The validity of the Performance based value was thoroughly studied and due to the content sharing it is mentioned as follows. Performance of RADD is measured against the standard WBT based on two parameters.
• Disease detection time
• Accuracy
Figure 6 shows the capability of the method in terms of failure detection and correction done automatically. The network adapts itself when a failure occurs. The number of failure on voluminous data is also less when compared to existing methods.
Figure 4 shows the comparison based on disease detection time. WBT uses the existing symptoms, compares them based on the query. As there is no network built and for every query comparison with every symptom in the database is checked it takes more amount of time. RADD has an efficient radial basis neural network which is already trained to handle similar data inputs. Hence RADD produces the result in less time compared to WBT.
Figure 5 shows the performance comparison based on accuracy of the output. In WBT, the queries are evaluated based on the patient’s experiences. The real symptoms may be hidden or not have occurred directly to the patients. The relationship between various symptoms is not handled and hence accuracy of WBT is less than RADD. RADD uses the actual patient’s database that are anonymized and supplied by medical institutions.
Hence the network which is trained to handle such data provides more accurate results than a web based searching system.
Thus a system used for detecting diseases using radial basis neural network is built and its performance is hence compared with existing system. The reduction in the execution time of disease detection system, the efficiency in terms of both sensitivity and accuracy of the results were also compared along with usage of a tunable parameter, RBF network as a function approximation network which was used to group similar data. The proposed method has the following advantages - less time, reduction in number of tests and early detection.

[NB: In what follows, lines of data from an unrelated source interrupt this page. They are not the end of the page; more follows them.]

PR #2458, opened 2025-04-22
Ignore local dev artifacts in Docker image

lucyb:
This ignores artifacts that are likely to be in a development environment. This shouldn't be an issue for production images, because they're built in a clean CI environment, however it can cause issues with large docker images when building locally.


lucyb:
>Is there not a circumstance when one might want the core and coding system DBs included when running a locally-built docker image?

Yes, you're right. I'll close this and rethink the approach.

PR #2460, opened 2025-04-23
Replace tree view React app with HTML

### LINKED ISSUE #2427: Replace the tree view app with HTML
# Why are we doing this?

The current [Tree view on a codelist page](https://www.opencodelists.org/codelist/primis-covid19-vacc-uptake/preg/v2.5/#tree) uses a modified version of the CodelistBuilder app to display the tree. Based on the fact this tree does not require user interaction, other than opening and closing sections, we could replace this with standard HTML elements including the `<details>` element.

This would mean that the Builder could be made more specific to the requirement of building, and speed up the page load of the tree view.

When the CodelistBuilder app is no longer used for the Tree view.

# What are we doing?

- Use HTML elements to build the tree
- Replace any references to the Tree view in the builder app

---

tomodwyer:
Closes #2427

🚧


tomodwyer:
Replaced by https://github.com/opensafely-core/opencodelists/issues/2466

Issue #2451, opened 2025-04-17
Update search box to toggle searches by term OR clinical code


tomodwyer:
# Why are we doing this?

Currently there is help text under the search box explaining that users can search for a clinical term, or they can enter `code:` to search for a code. This is confusing, and requires a user to read, parse, and understand the required syntax to search for a code.

We should change this to add a radio button which toggles the user between searching for a term or a code, and we can then prepend `code:` to the code searches.

# How will we know when it's done?

When users can search for a term or code by selecting which type of search they wish to perform.

# What are we doing?

- Add radio buttons to allow for searching by term or code
- If the user is searching for a term, pass the term to the search
- If the user is searching for a code, prepend the search with `code:` removing any leading spaces in their search term
- When the user clicks on a previous search, restore the state of the search box and radio button to the state it was when they made that search

---

[Defining delivery tasks guidance](https://bennett.wiki/tech-group/delivery-process/task-definition/)

rw251:
This should wait until #2465 is merged as it affects the same part of the UI.

That PR enforces search length. Currently it enforces the model string lengths (255 for search terms, 18 for code searches) on the server side, but only 255 on the client-side. When we add the term/code toggle here, we should also make the client-side validation different for codes - limiting to 18 characters and changing the warning message.

PR #2465, opened 2025-04-24
Enforce character length for search terms and codes on client and server side

### LINKED ISSUE #2434: Add validation to limit the amount of text inputted into the search box
# Why are we doing this?

We want to give users a good search experience and we don't want extremely long strings in the database.

It's currently possible to add an arbitrary length string field into the search criteria. Although we've set a max length of 255 on the Django model, it doesn't seem as though this is being enforced by the database.

It's not possible for an accidental or malicious user to input a string that is too long into the search results.

# What are we doing?

Adding client and server-side validation to prevent overly long strings being searched for.

We'll need to decide how long the string should sensibly be. At most it should be 255 characters, but it could be less if that makes sense.

We should also provide a sensible error to users, telling them what they need to do differently.

---

rw251:
Fixes #2434 

This adds client-side and server-side validation to ensure searches (both codes and terms) are <= the `max_length` of the underlying `Search` model (currently 255 chars for search terms, and 18 chars for code searches). Displays a warning message like this when you're at the limit.

image

The reason the `max_length` property was not enforced server side is because we currently create a new Search object with `draft.searches.get_or_create()` which bypasses model validation. This change means we now validate the submitted term or code against the model definition.

This enforces term and code lengths server-side, but only 255 characters client-side. This can be changed as part of #2451 and I've left a note there to that end.


builder/views.py
```diff
@@ -213,7 +214,7 @@ def update(request, draft):
 @require_http_methods(["POST"])
 @load_draft
 @require_permission
-def new_search(request, draft):
+def new_search(request: HttpRequest, draft: CodelistVersion):
```
Jongmassey, line 217: Although I'm generally a fan of type hits, AFAICT we're not using them anywhere else in this codebase so this driveby feels slightly out of place.

Jongmassey (approved):
I know very little about React so I can only say that from testing it locally it seems to work. My inclination would be to do this using a CSS `:invalid` pseudo-selector but that would probably be more difficult than this!

builder/views.py
rw251: Yeah fair enough. It was nice while I was working on it but probably should be part of a wider piece of work if we go down that route. I'll get rid.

The system recognized the anonymized data efficiently and classified maximum number of individual diseases. Excellent tuning parameter between accuracy and sensitivity was established and with more accuracy associated with less time. Also, the system self- assisted when error increases.
As continuation of this work, RADD will be put in use to effectively analyze the failures occurring in automotive vehicles. In present scenario, On-Board Diagnostics (OBD) is in place to assist in identifying the type of failure with certain limitations on the fault error codes. This proposed user-friendly system will surpass the existing methods and reduce lot of time and efforts invested into such analysis.